(DATA TO PROCESS Opens)

PR #41123, opened 2024-09-23
[fix](memory) Fix refresh cgroup meminfo

xinyiZzz:
cgroup memory usage should be refreshed frequently.

### DIFF
--- a/be/src/util/mem_info.cpp
+++ b/be/src/util/mem_info.cpp
@@ -189,40 +189,37 @@ void MemInfo::refresh_proc_meminfo() {
     }
 
     // refresh cgroup memory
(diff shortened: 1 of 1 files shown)


wm1581066 (changes requested):
Any test cases ?

xinyiZzz:
> Any test cases ?

@wm1581066 `cgroup_util_test.cpp` in BE UT will test the correctness of cgroup memory refresh.

but the bug fixed by this PR is refresh interval is too long, which makes it difficult to add tests.

yiguolei (approved):

wangbo (approved):
LGTM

(DATA TO PROCESS Closes)

--- ABOUT THIS EXERCISE ---
Which lines of the listing contain the string "approved"? Copy each of them.

--- TASK ANSWER ---
yiguolei (approved):
wangbo (approved):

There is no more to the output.